*** Supplied information Section Begins ***
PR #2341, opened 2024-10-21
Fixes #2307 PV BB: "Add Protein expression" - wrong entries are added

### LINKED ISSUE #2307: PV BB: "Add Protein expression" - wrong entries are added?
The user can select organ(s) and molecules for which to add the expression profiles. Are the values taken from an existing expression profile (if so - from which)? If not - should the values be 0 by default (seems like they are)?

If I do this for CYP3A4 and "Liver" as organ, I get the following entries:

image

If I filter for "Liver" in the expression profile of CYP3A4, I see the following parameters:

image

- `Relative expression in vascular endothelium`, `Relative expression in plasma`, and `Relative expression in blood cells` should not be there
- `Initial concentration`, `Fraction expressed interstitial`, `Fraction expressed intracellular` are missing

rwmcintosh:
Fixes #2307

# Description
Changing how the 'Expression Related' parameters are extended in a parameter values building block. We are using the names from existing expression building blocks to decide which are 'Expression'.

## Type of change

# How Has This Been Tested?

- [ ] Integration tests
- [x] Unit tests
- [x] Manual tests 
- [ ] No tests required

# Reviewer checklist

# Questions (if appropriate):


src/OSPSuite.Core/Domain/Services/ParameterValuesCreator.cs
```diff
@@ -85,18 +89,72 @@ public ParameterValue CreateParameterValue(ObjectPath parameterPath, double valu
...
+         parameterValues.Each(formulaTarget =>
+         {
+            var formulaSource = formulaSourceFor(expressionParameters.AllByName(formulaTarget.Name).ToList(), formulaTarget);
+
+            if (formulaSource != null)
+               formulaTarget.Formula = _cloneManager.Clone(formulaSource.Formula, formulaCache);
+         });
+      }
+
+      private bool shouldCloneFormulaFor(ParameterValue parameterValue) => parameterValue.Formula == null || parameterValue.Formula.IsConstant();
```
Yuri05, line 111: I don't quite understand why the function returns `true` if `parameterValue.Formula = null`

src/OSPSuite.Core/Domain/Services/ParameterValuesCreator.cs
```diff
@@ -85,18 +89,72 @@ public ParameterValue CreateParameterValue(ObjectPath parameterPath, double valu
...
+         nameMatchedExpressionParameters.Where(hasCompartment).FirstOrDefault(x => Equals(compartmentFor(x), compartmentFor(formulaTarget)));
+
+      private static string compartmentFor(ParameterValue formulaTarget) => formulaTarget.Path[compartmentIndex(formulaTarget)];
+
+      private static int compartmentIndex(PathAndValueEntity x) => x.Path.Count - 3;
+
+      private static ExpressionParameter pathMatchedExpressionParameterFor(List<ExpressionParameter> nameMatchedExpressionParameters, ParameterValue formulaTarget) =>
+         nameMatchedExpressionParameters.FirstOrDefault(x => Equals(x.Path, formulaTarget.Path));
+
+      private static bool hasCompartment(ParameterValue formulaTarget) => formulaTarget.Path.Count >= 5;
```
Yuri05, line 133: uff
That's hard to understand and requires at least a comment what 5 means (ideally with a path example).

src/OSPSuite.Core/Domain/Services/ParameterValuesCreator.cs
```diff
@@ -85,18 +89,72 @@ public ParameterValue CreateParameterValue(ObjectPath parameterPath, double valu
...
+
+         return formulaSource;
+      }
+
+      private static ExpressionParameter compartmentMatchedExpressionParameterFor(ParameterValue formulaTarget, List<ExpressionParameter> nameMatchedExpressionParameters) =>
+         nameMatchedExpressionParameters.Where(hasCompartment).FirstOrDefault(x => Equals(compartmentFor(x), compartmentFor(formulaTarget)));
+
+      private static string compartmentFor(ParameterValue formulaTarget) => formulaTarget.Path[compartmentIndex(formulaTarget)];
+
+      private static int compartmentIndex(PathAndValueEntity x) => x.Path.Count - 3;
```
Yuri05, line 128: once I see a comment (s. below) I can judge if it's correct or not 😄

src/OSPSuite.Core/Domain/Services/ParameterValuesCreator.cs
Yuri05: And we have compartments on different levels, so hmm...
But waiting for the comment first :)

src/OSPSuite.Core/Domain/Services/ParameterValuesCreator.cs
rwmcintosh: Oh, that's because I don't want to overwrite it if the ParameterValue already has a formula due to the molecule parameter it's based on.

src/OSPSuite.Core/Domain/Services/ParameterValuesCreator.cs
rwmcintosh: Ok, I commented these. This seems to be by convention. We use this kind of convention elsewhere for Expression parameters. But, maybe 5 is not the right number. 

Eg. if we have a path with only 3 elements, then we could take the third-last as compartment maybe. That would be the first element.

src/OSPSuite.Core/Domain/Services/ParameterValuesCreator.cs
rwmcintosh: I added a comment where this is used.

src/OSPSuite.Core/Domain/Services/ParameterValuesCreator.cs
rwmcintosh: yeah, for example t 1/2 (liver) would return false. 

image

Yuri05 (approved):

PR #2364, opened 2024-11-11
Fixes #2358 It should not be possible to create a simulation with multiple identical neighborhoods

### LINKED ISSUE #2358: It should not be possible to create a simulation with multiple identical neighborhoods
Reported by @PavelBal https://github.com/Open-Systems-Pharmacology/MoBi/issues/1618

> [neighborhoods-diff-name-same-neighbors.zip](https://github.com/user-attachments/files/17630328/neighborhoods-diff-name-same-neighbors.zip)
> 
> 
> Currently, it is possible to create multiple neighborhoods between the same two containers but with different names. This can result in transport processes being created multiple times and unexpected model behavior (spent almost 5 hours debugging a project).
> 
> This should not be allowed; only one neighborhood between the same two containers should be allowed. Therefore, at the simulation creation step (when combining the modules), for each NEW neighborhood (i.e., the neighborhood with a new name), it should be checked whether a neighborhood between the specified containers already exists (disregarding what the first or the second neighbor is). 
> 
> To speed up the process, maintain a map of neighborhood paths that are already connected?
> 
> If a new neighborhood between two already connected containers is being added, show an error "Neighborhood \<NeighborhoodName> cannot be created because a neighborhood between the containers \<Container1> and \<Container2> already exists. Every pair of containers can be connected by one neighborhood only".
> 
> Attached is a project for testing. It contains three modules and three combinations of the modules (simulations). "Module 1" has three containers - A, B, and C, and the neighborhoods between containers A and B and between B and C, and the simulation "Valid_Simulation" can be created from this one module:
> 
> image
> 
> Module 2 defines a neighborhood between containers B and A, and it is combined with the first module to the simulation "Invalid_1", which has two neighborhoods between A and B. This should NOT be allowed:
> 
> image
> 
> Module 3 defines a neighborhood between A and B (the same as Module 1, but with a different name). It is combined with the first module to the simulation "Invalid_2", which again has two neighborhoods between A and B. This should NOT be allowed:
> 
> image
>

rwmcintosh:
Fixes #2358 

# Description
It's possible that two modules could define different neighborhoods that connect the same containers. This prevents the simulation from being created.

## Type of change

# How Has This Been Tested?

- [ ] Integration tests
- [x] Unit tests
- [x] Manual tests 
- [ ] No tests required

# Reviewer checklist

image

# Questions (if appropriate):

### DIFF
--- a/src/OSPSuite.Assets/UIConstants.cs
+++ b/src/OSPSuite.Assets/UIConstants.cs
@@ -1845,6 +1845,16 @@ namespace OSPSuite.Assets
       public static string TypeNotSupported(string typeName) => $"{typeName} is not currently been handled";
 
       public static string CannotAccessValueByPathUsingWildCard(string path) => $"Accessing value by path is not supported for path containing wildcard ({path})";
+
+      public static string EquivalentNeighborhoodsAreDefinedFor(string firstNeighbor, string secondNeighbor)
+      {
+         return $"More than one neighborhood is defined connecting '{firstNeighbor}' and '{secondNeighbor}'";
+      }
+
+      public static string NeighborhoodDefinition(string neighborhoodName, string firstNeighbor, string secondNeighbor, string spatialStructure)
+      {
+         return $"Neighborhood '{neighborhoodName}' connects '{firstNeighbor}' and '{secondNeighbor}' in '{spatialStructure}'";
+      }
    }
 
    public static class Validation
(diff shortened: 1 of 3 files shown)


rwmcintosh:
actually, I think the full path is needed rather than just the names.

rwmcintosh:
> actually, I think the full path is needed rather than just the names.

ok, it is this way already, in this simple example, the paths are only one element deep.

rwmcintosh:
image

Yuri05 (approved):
*** Supplied information Section Ends ***
Among the records above, extract exactly the lines from the line with "Yuri05: And we" to the line with "Eg. if we have", both lines included, and leave out the rest.

Yuri05: And we have compartments on different levels, so hmm...
But waiting for the comment first :)

src/OSPSuite.Core/Domain/Services/ParameterValuesCreator.cs
rwmcintosh: Oh, that's because I don't want to overwrite it if the ParameterValue already has a formula due to the molecule parameter it's based on.

src/OSPSuite.Core/Domain/Services/ParameterValuesCreator.cs
rwmcintosh: Ok, I commented these. This seems to be by convention. We use this kind of convention elsewhere for Expression parameters. But, maybe 5 is not the right number. 

Eg. if we have a path with only 3 elements, then we could take the third-last as compartment maybe. That would be the first element.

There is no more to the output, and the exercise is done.